The Odontocyclops diet most likely consisted of a variety of seeds, leaves, stems, and fleshy parts of plants. It is likely that they possessed a feeding behavior similar to one of their closest relatives, Oudenodon, which had a more upright stance and moved rather slowly. They most likely possessed a browsing feeding behavior, eating vegetation that was 20–100 cm above the ground.
Their propalinal sliding mechanism of feeding combined with their sharp keratin beak provided a sharp surface to efficiently cut and grind plant material.

=== Growth ===
There exists little information of the specific growth patterns of Odontocyclops.

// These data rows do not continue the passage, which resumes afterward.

Issue #835, opened 2020-12-01
Values smaller than the number of significant digits displayed as 0 in the property browser (was "OSX 3.0RC1 Export 2D view issue with extra lines in non-closed contour and "export these objects" line style option")


chamnit:
### System information

SolveSpace version: v3.0 3.0~bcb8cd2c

Operating system: OSX Catalina 10.15.7

### Expected behavior

"Export 2d view..." of sketch should have included all sketched lines or any lines that are designated with the user line style with the 'export these objects' option checked and enabled. Sketch composed of lines that are not closed contours. Trying to draw cut lines for a laser cutter to follow. 

### Actual behavior

Exports only the 'closed contour' part of the sketch. Seems to ignore the non-closed contour lines. Moving non-closed contour lines to a user-defined line style with 'export these objects' enable also has no effect. Still missing in output file.

Tested with Windows version (same release, Win7) and the test SLVS file exported as expected with these non-closed contour lines in the PDF output.

### Additional information

Simple sketch of a trapezoid with an additional line through the middle. The middle line does not appear in the exported 2d view file on the OSX version of SolveSpace.

[test.slvs.zip](https://github.com/solvespace/solvespace/files/5625194/test.slvs.zip)

ruevs:
Indeed works fine on Windows.
[untitled.pdf](https://github.com/solvespace/solvespace/files/5625490/untitled.pdf)

phkahler:
Related or same as #682

chamnit:
@phkahler : The issue is related, but not the same. This example file I uploaded does not use the "export these objects" option. It's a standard sketch of a trapezoid and an additional line going through it, all in the same active group. The 'export 2d view' tool does not draw this additional line. 

If I try to move this additional line to a line-style with the "export these objects" option enable, there is no change. The additional line stills fails to be drawn in the export.

I updated the issue title to denote there is a problem with both.

chamnit:
For whatever reason, this test file works fine on my MacBook Air (same OS X and SolveSpace versions) but not on my Mac Mini. I will investigate further to see if there are any obvious differences between the configurations on the two machines.

chamnit:
Didn't find much different, except the renderer. The MacBook Air was running the Intel HD Graphics 5000 OpenGL engine. The Mac Mini wasn't (Intel UHD Graphics 630). The latter is the one that doesn't work properly. 

[...]

PR #884, opened 2021-01-09
WIP: Don't show small values as 0.0

phkahler:
Looking for feedback on this one. It relates to issue #835. I don't know if "0..." is a good thing. We could also figure out the minimum number of digits to display a non-zero value and override the setting (I think that's preferable).

Thoughts?

### DIFF
--- a/src/solvespace.cpp
+++ b/src/solvespace.cpp
@@ -331,7 +331,13 @@ const char *SolveSpaceUI::UnitName() {
 
 std::string SolveSpaceUI::MmToString(double v) {
     v /= MmPerUnit();
-    return ssprintf("%.*f", UnitDigitsAfterDecimal(), v);
+    int digits = UnitDigitsAfterDecimal();
+    double minimum = 0.5 * pow(10,-digits);
+    while ((v < minimum) && (v > LENGTH_EPS)) {
+        digits++;
+        minimum *= 0.1;
+    }
+    return ssprintf("%.*f", digits, v);
 }
 static const char *DimToString(int dim) {
     switch(dim) {


src/solvespace.cpp
```diff
@@ -331,7 +331,13 @@ const char *SolveSpaceUI::UnitName() {
 
 std::string SolveSpaceUI::MmToString(double v) {
     v /= MmPerUnit();
-    return ssprintf("%.*f", UnitDigitsAfterDecimal(), v);
+    int digits = UnitDigitsAfterDecimal();
+    double minimum = 0.5 * pow(10,-digits);
```
ruevs, line 335: How about

```suggestion
    if(v < pow(10, -digits)) {
        return ssprintf("%g", v);
    }
    return ssprintf("%.*f", digits, v);
```

In this way if `0.000` would have been displayed (or any rounding in the most significant digit) the value is instead displayed in scientific notation (e.g, `7.23e-08`).

Editing becomes very inconvenient (since the edit box shows the %g format, but a normal number is expected) and the used is forced to
- live with it
- increase the value
- Increase `digits after decimal point to show` (display more significant digits)

ruevs (changes requested):

src/solvespace.cpp
phkahler: I don't really want scientific notation to start appearing, but the input boxes seem to support it. Also, I used the 0.5 because 0.006 would display as 0.01 for 2 digits while 0.005 would be 0.00. Is this PR better than what we have? Does it solve the problem of showing 0 when the value is not 0? And given recent changes, is it correct?  ;-)

ruevs: I understood your logic behind 0.5 (the rounding).
My proposal of just `pow(10, -digits)` is because with the 0.5 (and the current master logic) if one types:
0.0006234
one would get
0.001
displayed. And the same when editing. So they would loose the extra significant digits _visually_ while interrnally they are still there. This is misleading.

With `pow(10, -digits)` they would get the scientific notation with anything that does not have a non-zero digit in the first N (whatever N is set to).

As for the overall logic:
Yours:
- is nice since it shows the complete number always.
- It is "confusing" because it ignores the number of significant digits the user has set when a number is too small.

Mine:
- is nice, because it respects the users choice of number of significant digits and does something obviously "weird" (the scientific notation) when it can not. This would (hopefully) force the user to think what is going on.
- It is annoying, because not all edit fields support scientific notation and the user will have to re-type the value. For example the ones that use `Expr::From` do not (e.g.  `cutter radius offset` https://github.com/solvespace/solvespace/blob/bd41485ebecce360baa729567273714caac1df6c/src/confscreen.cpp#L497)

So which one is better? Is either of them is better than the current situation? I am not sure...

> And given recent changes, is it correct? ;-)

What recent changes?

phkahler: Mine and your changes that needed to be fixed after merging ;-)

Both of these solve the issue of displaying zero when a value is not zero, so I think it's an improvement.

However, by examining general dicynodont growth patterns, an understanding of a similar patterns can be inferred for Odontocyclops. Dicynodonts are characterized by a predominance of fibrolamellar bone tissue in the cortex. Fibroamellar bone is associated with rapid osteogenesis, therefore, it is suggested that dicynodonts exhibited fast bone growth. Another pattern of growth in some dicynodonts, including the closest relatives of Odontocyclops, is rapid growth as a juvenile followed by a decrease in growth rate with age. Once again, the available specimen sample size is too small to make definite conclusions about growth patterns of Odontocyclops. However, one of the specimens presumed to be a juvenile is lacking large nasal bosses, suggesting that this is a feature obtained later in life.

== Palaeoenvironment ==
Odontocyclops specimens have been found both in the Karoo Basin of South Africa and the Madumabisa Mudstone of the Luangwa Valley of Zambia. The Karoo Basin was originally formed in the Late Carboniferous resulting from the collision of the paleo-Pacific plate with the Gondwanan plate.
The Karoo Basin and Luangwa Valley have yielded a large number of dicynodonts. Their ancient ecosystems occupied a region of low-lying flood plains cut by a series of extensive braided river channels.
The Madumabisa Mudstone, within which, Odontocyclops was found is a formation that is 700 meters thick. It is believed to be formed from sediment deposits of massive mudrock, deposited from sediment rich rivers entering a lake. The Madumabisa Mudstone is a grey/greenish color, but other colors ranging from brownish grey to dark green and red are present.